Mostly looks good. Let's talk about how to test the Mux protocol inference rules on slack.

chengruizhe · 2021-12-13T22:36:17Z

src/stirling/source_connectors/socket_tracer/bcc_bpf/protocol_inference.h

@@ -487,6 +487,66 @@ static __inline bool is_redis_message(const char* buf, size_t count) {
  return true;
 }

+static __inline enum message_type_t infer_mux_message(const char* buf, size_t count) {
+  static const int8_t kTreq = 1;


Checking for a mux_type of 1 or -1 is probably not robust enough, because it's likely that another protocol can have a 1 at that location. We do have a network traffic dataset that we use internally to test how protocol inference rules affect the accuracy of classifying different protocols. I suggest we get some Mux data from a real application, add it to the dataset, and test its effect on the other protocols, before merging the protocol inference code. See experimental/stirling/protocol_inference.

I attempted to enhance the mux protocol inference by reducing the number of types (R/Tinit, R/Tdispatch, Rerr(Old)) and by parsing 'special' strings that are present in those frame types. Ideally we would support all mux types, but there are some that aren't as high value.

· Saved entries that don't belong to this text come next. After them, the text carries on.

PR #40, opened 2022-09-30
DOCS-818: Implement dynamic (runtime) TOC

alexeymagdich-tigera:
https://tigera.atlassian.net/browse/DOCS-818

> **Caution**: Since this approach is based on swizzling which is potentially [could be risky](https://docusaurus.io/docs/swizzling#what-is-safe-to-swizzle) we need to revert these changes as soon as [Docusaurus TOC issue](https://github.com/facebook/docusaurus/issues/3915) will be resolved and published.

Solution is based on [swizzling](https://docusaurus.io/docs/swizzling) - the way to "override" the behavior of built-in Docusaurus' components.

Every doc page is based on `DocItem` component which is composed of several other components like `DocItemLayout`, `DcoItemFooter`, etc. In our case, we are interested in `DocItemTOCDesktop` and `DocItemTOCMobile` components that are responsible for displaying TOC for desktop and mobile devices respectively. You can explore the source code [here](https://github.com/facebook/docusaurus/tree/main/packages/docusaurus-theme-classic/src/theme/DocItem).

Under the hood, these components are rendering TOC composed in build-time by remark plugin - we want to override it. Current changes parses the page content, detects all necessary headings (based on config/front-matter) and generates correct TOC - it's implemented via `useToc` hook. Then we use this hook inside swizzled components.

On the screenshot below I've shown the generated TOC structure for one of the pages and highlighted TOC items that were missing before the changes (since they are come from imported partials). The second screenshot shows the rendered partial and you can see the TOC item for it.

image
image

### DIFF
--- a/src/theme/DocItem/TOC/Desktop/index.js
+++ b/src/theme/DocItem/TOC/Desktop/index.js
@@ -1,0 +1,22 @@
+import React from 'react';
+
+import { ThemeClassNames } from '@docusaurus/theme-common';
+import { useDoc } from '@docusaurus/theme-common/internal';
+import TOC from '@theme/TOC';
+import useToc from '@site/src/utils/useToc';
+
+export default function DocItemTOCDesktop() {
+  const {
+    frontMatter: { toc_min_heading_level, toc_max_heading_level },
+  } = useDoc();
+  const toc = useToc(toc_min_heading_level, toc_max_heading_level);
+
+  return (
+    <TOC
+      toc={toc}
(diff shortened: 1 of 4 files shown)


ctauchen (approved):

If I remember correctly, the protocol inference runs on a connection until it's classified and is only provided the data from the syscall, correct? If that's the case I was hoping that having stronger verification on Rerr, Tinit and Rinit would help reduce false positives since it's earlier in the connection lifecycle. Let me know what you think of my latest update.

I am definitely interested in trying the protocol inference against the network traffic dataset. I shared the mux pcap file that I generated myself with you in slack. Unfortunately I don't know if I'll be able to provide real application traffic, but let me know how I can help with this testing.

src/stirling/source_connectors/socket_tracer/mux_table.h

chengruizhe · 2021-12-13T22:46:13Z

src/stirling/source_connectors/socket_tracer/mux_table.h

+namespace stirling {
+
+// clang-format off
+static constexpr DataElement kMuxElements[] = {


Do you plan to add a body field in the future? If so, let's add a TODO.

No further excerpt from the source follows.